Triggering conditions and scenarios will also be exported from Medini Analyze into different formats, and then it can be imported into scenario generators for simulation. Scenarios that have been identified as potential triggers for risky behavior provide valuable inputs to product developers, simulation experts, and physical testing team members. It will enable them to investigate and address every causal effect and provides the outcomes to safety analysts, and determine parameters (e.g., critical position, speed, and distance, weather conditions).
The new SOTIF standard will also cover Human-Machine Interaction (HMI) and hazards arising from misunderstandings and even intentional misuse of the HMIs.
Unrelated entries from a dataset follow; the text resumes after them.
PR #871, opened 2024-02-09
474 rejection

BCerki:
https://github.com/orgs/bcgov/projects/122/views/2?pane=issue&itemId=48609943

To manually test this:
- login with your IDIR and go to the operators tile
- decline New Operator 3 Legal Name
- check in the db that New Operator 3 Legal Name and its user_operator have both been declined

PS: sonarcloud fails are all in test files so I'll dismiss them unless the reviewer has concerns
PPS: the approve operator workflow isn't working well atm, there's already a ticket: https://github.com/orgs/bcgov/projects/122/views/2?pane=issue&itemId=52823560

### DIFF
--- a/bc_obps/registration/tests/utils/bakers.py
+++ b/bc_obps/registration/tests/utils/bakers.py
@@ -44,14 +44,19 @@ def contact_baker():
     return baker.make(Contact)
 
 
-def operator_baker():
-    return baker.make(
-        Operator,
-        bc_corporate_registry_number=generate_random_bc_corporate_registry_number(),
-        business_structure=BusinessStructure.objects.first(),
-        physical_address=address_baker(),
-        website='https://www.example-operator.com',
-    )
+def operator_baker(custom_properties=None):
+    properties = {
+        'bc_corporate_registry_number': generate_random_bc_corporate_registry_number(),
+        'business_structure': BusinessStructure.objects.first(),
+        'physical_address': address_baker(),
+        'website': 'https://www.example-operator.com',
+    }
+
+    # Update properties with custom_properties if provided
+    if custom_properties:
+        properties.update(custom_properties)
+
+    return baker.make(Operator, **properties)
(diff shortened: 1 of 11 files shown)


bc_obps/registration/tests/utils/bakers.py
```diff
@@ -44,14 +44,19 @@ def contact_baker():
...
 
-def operator_baker():
-    return baker.make(
-        Operator,
-        bc_corporate_registry_number=generate_random_bc_corporate_registry_number(),
-        business_structure=BusinessStructure.objects.first(),
-        physical_address=address_baker(),
-        website='https://www.example-operator.com',
-    )
+def operator_baker(custom_properties=None):
```
BCerki, line 47: My tests were getting repetitive to the point of sonarcloud fails, so tweaked these functions to allow for DRYer test code

marcellmueller:
This is working great! Though as mentioned in teams I wonder if we should filter out Prime Admin requests that are tied to an Operator that is declined? Currently there is no way to undo declining an Operator so we could end up with a bunch of stuck Prime Admin requests.

Also not part of the acceptance criteria but post MVP we could enhance this by hiding the Prime Admin review component if a request has been denied. Though as is it is fine since you can't approve a request with a denied Operator.

client/app/components/routes/select-operator/form/UserOperator.tsx
```diff
@@ -23,6 +23,7 @@ async function getBusinessStructures() {
 export async function getUserOperatorFormData(id: number | string) {
   if (!id || isNaN(Number(id))) return {};
   return actionHandler(
+    // brianna
```
marcellmueller, line 26: Is this intentional?

BCerki: Definitely, I'm signing my work like an artiste

PR #878, opened 2024-02-12
chore: reduce user cache timeout to 5 mins

dleard:
Reducing the timout on the cache to 5 minutes. This way we're still not sending a request to the database on every request (there will be a request every 5 minutes for the user) but we also don't have to wait 1 hour for manual changes to apply when assigning internal permissions. We can revisit the timeout and increase it after we have implemented the user management workflow for internal users.

### DIFF
--- a/bc_obps/registration/middleware/current_user_middleware.py
+++ b/bc_obps/registration/middleware/current_user_middleware.py
@@ -23,7 +23,7 @@ class CurrentUserMiddleware:
                     # If user is not in cache, fetch from database
                     user = get_object_or_404(User, user_guid=user_guid)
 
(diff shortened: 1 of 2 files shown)


bc_obps/registration/middleware/current_user_middleware.py
```diff
@@ -24,7 +24,7 @@ def __call__(self, request):
                     user = get_object_or_404(User, user_guid=user_guid)
 
                     # Cache the user for 1 hour
```
andrea-williams, line 26:
```suggestion
                    # Cache the user for 5 minutes
```

PR #899, opened 2024-02-13
Fix: 890 duplicate user operator records

dleard:
It was possible to create rows in the user_operator table with duplicate user-operator pairs. This PR adds a unique constraint so that is no longer possible.

To test in the app:
- A subsequent user should not be able to request access to the same operator twice

To test the constraint:
- Create a user_operator access request & then attempt to insert a new row in that table with the same user-operator pair. It should throw a unique constraint error


bc_obps/registration/tests/test_models.py
```diff
@@ -594,6 +603,21 @@ def setUpTestData(cls):
             ("verified_at", "verified at", None, None),
         ]
 
+    def test_unique_cra_business_number_constraint(self):
```
Sepehr-Sobhani, line 606: nit: copy/paste function name issue

Sepehr-Sobhani (approved):
Just needs a function renaming tweak otherwise good to go 🤩

PR #1965, opened 2024-07-17
chore: demo folder in reporting app and auth bypass for folder

pbastia:


dleard (approved):
Nice! I'm able to get directly to the demo page

PR #1966, opened 2024-07-17
196 create review operation page

BallardRobinett:
Card: https://github.com/bcgov/cas-reporting/issues/196

Creating the first page of the new report flow. Changes include:
- Created 2 components for client and server parts of the page
- new API routes for getting a report_operation object from a version_id and saving a report.
- updating the report_operation model
- removing the restriction on the OperationType model to be only 'lfo' or 'sfo'
- created schema for RJSF usage in component


bciers/apps/reporting/src/app/components/operations/OperationReview.tsx
```diff
@@ -0,0 +1,161 @@
...
+}: {
+  formData: any;
+  version_id: UUID;
+}) {
+  const customStepNames = [
+    "Operation Information",
+    "Facilities Information",
+    "Compliance Summary",
+    "Sign-off & Submit",
+  ];
```
pbastia, line 37: Nice! We'll probably refactor these into a common component for all the reporting stuff but for the first page 👌

bciers/apps/reporting/src/app/components/operations/OperationReview.tsx
```diff
@@ -0,0 +1,161 @@
...
+                reporting_activities: formDataObject.reportingActivities || [],
+                regulated_products: formDataObject.regulatedProducts || [],
+              };
+              await actionHandler(endpoint, method, pathToRevalidate, {
+                body: JSON.stringify(body),
+                headers: {
+                  "Content-Type": "application/json",
+                  accept: "application/json",
+                },
+              });
```
pbastia, line 128: We should probably put the handler function separately, just for readabilitiy:
```typescript
const submitHandler = async () => {
... your stuff
}

return (<FormBase onSubmit={submitHandler} ... />)
```

bciers/apps/reporting/src/app/components/operations/OperationReview.tsx
```diff
@@ -0,0 +1,161 @@
...
+          <FormBase
+            schema={operationReviewSchema}
+            uiSchema={operationReviewUiSchema}
+            formData={formData}
+            onSubmit={async (data: { formData?: any }) => {
+              const method = "POST";
+              const endpoint = `reporting/save-report/${version_id}`;
+              const pathToRevalidate = `reporting/save-report/${version_id}`;
+              const formDataObject = JSON.parse(JSON.stringify(data.formData));
+              const body = {
```
pbastia, line 101: We should be able to pass the formData as the request body directly if we name the same thing in the json schema. 
Any reason why we need to provide a default for the fields?

bciers/apps/reporting/src/app/components/operations/OperationReviewFormData.tsx
```diff
@@ -0,0 +1,32 @@
...
+    `reporting/report-operation/${version_id}`,
+    "GET",
+    `reporting/report-operation/${version_id}`,
+  );
+}
+
+export default async function OperationReviewFormData({
+  version_id,
+}: {
+  version_id: UUID;
```
pbastia, line 16: the version id is an integer

bciers/apps/reporting/src/app/components/operations/OperationReviewFormData.tsx
```diff
@@ -0,0 +1,32 @@
...
+  const formData = {
+    operatorLegalName: reportOperation.operator_legal_name,
+    operatorTradeName: reportOperation.operator_trade_name,
+    operationName: reportOperation.operation_name,
+    operationType: reportOperation.operation_type,
+    BCGHGID: reportOperation.operation_bcghgid,
+    BOROID: reportOperation.bc_obps_regulated_operation_id,
+    reportingActivities: reportOperation.reporting_activities,
+    regulatedProducts: reportOperation.regulated_products,
+    operationRepresentative: reportOperation.operation_representative_name,
```
pbastia, line 28: same comment about the formData

bciers/apps/reporting/src/app/utils/jsonSchema/operations.ts
pbastia, line 1: This is not a "utils", I'd put this in `src/data/jsonSchema` or something like that. It could also live next to the component

pbastia (changes requested):
Nice work! There are a few things where we can remove code by just setting up the form/formdata/request body/API schema/backend model to align

bciers/apps/reporting/src/app/components/operations/OperationReview.tsx
BallardRobinett: I just had a default value for when it was missing in the passed data so I could easily tell whats going on. I could remove the defaults now

ayeshmcg (approved):

ayeshmcg (approved):

ayeshmcg (approved):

Medini Analyze can also address these concerns, general cybersecurity issues that fall outside the scope of ISO 21448 but may still be important in the horizon of autonomous vehicle development.
The work of safety engineers from the past has been very much isolated and non-collaborative and used manual analysis and reporting techniques to communicate the findings in a significant amount of time with cost under consideration. But the race to commercialize Autonomous Vehicle designs and standards to regularize those where increasing, the delays and inefficiencies are no longer acceptable. Unifying the development and verification and a shared platform to introduce the upcoming SOTIF standard can guarantee the functionality of every component to the real-time driving challenges. It enables all functions involved in Autonomous vehicle development to share data and work to collaborate. From Electrical Engineers designing Perception Modules to Software Engineers developing Critical Software to safety, experts should come together to deliver complete FuSa and SOTIF compliance in the Ansys Medini Analyze.